Sequim has kept $1 million in reserves in recent years, she said.

But the rainy day has come, and while Goschen said she'd hate to see the fund balance go below $500,000, she believes allowing it to dip to $750,000 is prudent enough.

The city can "use a little bit of our fund balance," she said, and hope that the economy will begin to turn around by 2010, to bring sales tax and building-permit revenues back in a positive direction.

Then Lorenzen posed her own difficult question: "When is the economy going to bottom out? I think 2010 is a little bit overly optimistic. I'm not a financial expert, but from what I hear and what I feel, we haven't hit bottom yet."

Goschen replied that it's up to the council to decide how to proceed with the budget.

"This is an iterative process," that starts with the council setting goals for the city, and continues with adjustments throughout the year.

This year's budget started with $7,960,720 in general fund expenses, including salaries for the city manager, city clerk, finance, police, planning and public works departments.

Another $869,744 in revisions have been added.

In 2009, the city could save in the short term by cutting personnel. But hiring new workers later, Goschen said, will cost the city dearly in training expenses and upheaval.

"I think we should do everything we can to preserve staff," she added.

Over the next month, the council and city department heads will continue wrangling over which costs can and cannot be reduced, what the city must fund in order to comply with state laws, and which new projects can be put off.

Preliminary budget
Then, at the Nov. 3 study session, Spinks and Goschen will present the preliminary 2009 budget to the council. The document must be finalized by the end of December.

Throughout the budget-preparation period, Spinks told the council, Sequim officials and staffers will have opportunities to communicate via a city Web log.

Dubois took that as one piece of good news.

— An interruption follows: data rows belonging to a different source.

Issue #47, opened 2024-01-17
AWS Lambda Extension - keep or remove?


JanMa:
Upstream Vault maintains an AWS Lambda Extension which allows Lambda functions to read secrets from a Vault cluster. This Extension is explicitly mentioned in the [official documentation](https://developer.hashicorp.com/vault/docs/platform/aws/lambda-extension) which begs the question: Are we going to fork and keep it or remove the relevant docs?

**Vote**:
:+1:  to keep it
:-1:  to remove it.

cipherboy:
Like our discussion about the SSH helper, I imagine that this exclusively uses public APIs and can be left unforked.

naphelps:
Support of any feature or function is organic if there is community willing to support it.

cipherboy:
@naphelps agreed, but note that in this case, we're unlikely to see many benefits of forking rather than directly contributing upstream here, for this particular package.

naphelps:
@cipherboy Agreed.

vamsinm:
we modeled off of [extension](https://aws.amazon.com/blogs/compute/caching-data-and-configuration-settings-with-aws-lambda-extensions/) from aws and updated to use for vault. advantage of this extension is you dont need to load vault specifi apis and secrets are stored in memory instead of disk.

JanMa:
Closing as we chose to remove the docs in 27f0d4d7f213ca9ad57b97f56d6e184c4fc8cda8

PR #207, opened 2024-03-14
Server: Update references to server environment variables to reflect new name

Gabrielopesantos:
Updates the references to server environment variables, from prefix with "VAULT" to "BAO", in the documentation.
These variables were initially updated in the PR linked below.

Follow up to https://github.com/openbao/openbao/pull/157

## Target Release

Alpha


website/content/docs/platform/aws/lambda-extension.mdx
cipherboy, line 1: @JanMa I don't think we forked the AWS lambda extension, did we? I think that's what #47 talks about, which was inconclusive as we didn't have someone step forward and want to maintain it?

website/content/docs/platform/aws/lambda-extension.mdx
```diff
@@ -206,7 +206,7 @@ initialization timeout imposed by the Extensions API when writing files to disk.
...
 | `VAULT_DEFAULT_CACHE_ENABLED` | Enable caching for all requests, without needing to set the X-Vault-Cache-Control header for each request. Must be set to a boolean value.                                      | No       | `true`              |
 | `VAULT_ASSUMED_ROLE_ARN`      | Valid ARN of an IAM role that can be assumed by the execution role assigned to your Lambda function.                                                                            | No       | `arn:aws:iam::123456789012:role/xaccounts3access`
-| `VAULT_LOG_LEVEL`             | Log verbosity level, one of TRACE, DEBUG, INFO, WARN, ERROR, OFF. Defaults to INFO.                                                                                             | No       | `DEBUG`
+| `BAO_LOG_LEVEL`               | Log verbosity level, one of TRACE, DEBUG, INFO, WARN, ERROR, OFF. Defaults to INFO.                                                                                             | No       | `DEBUG`
```
cipherboy, line 209: Technically per above, we didn't fork this and so it would still use the `VAULT_LOG_LEVEL`, but if Jan agrees, we might remove this instead. But I wouldn't hold up merge on this, my 2c.,

cipherboy (approved):
Looks great, thanks @Gabrielopesantos!

website/content/docs/platform/aws/lambda-extension.mdx
Gabrielopesantos: Oh, this is docs from an extension. I used a command to automatically replace everything at once and then went through each change to understand if they made change, this one might have escaped.

Gabrielopesantos: So if we don't fork the aws extension, which I agree we shouldn't (at least for now), we keep this documentation file as it was originally?

cipherboy: Either we keep it or we remove it entirely. I'd probably just delete it entirely for now, tbh. My 2c.

website/content/docs/platform/aws/lambda-extension.mdx
JanMa: So far we did not touch it. Therefore I also left the docs mostly unchanged for now. IMO if there's no-one willing to support it before GA, we should remove the docs.

website/content/docs/platform/aws/lambda-extension.mdx
Gabrielopesantos: Done :+1:

cipherboy (approved):
Looks good, thank you @Gabrielopesantos !

naphelps:
@Gabrielopesantos There is a single commit that requires a --signoff for the DCO check to pass. https://github.com/openbao/openbao/pull/207/checks?check_run_id=23078806963

naphelps (approved):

"Sometimes somebody comes up with a really good idea," that can circulate fast online, she said.

"We're going to recommend it to the entire state, because once again, Sequim is doing something no one else is doing," said Spinks, though he later revised that assertion to say that if there is another Washington city with a staff-ideas blog, he hasn't heard about it.

On Tuesday, Spinks added that Steve Rose, the city's information technology manager, is "ready to turn on the blog as soon as he trains me how to moderate it."

While the staff blog isn't accessible to the public, the PowerPoint Spinks delivered on Monday is on the city's Web site, www.ci.Sequim.wa.us.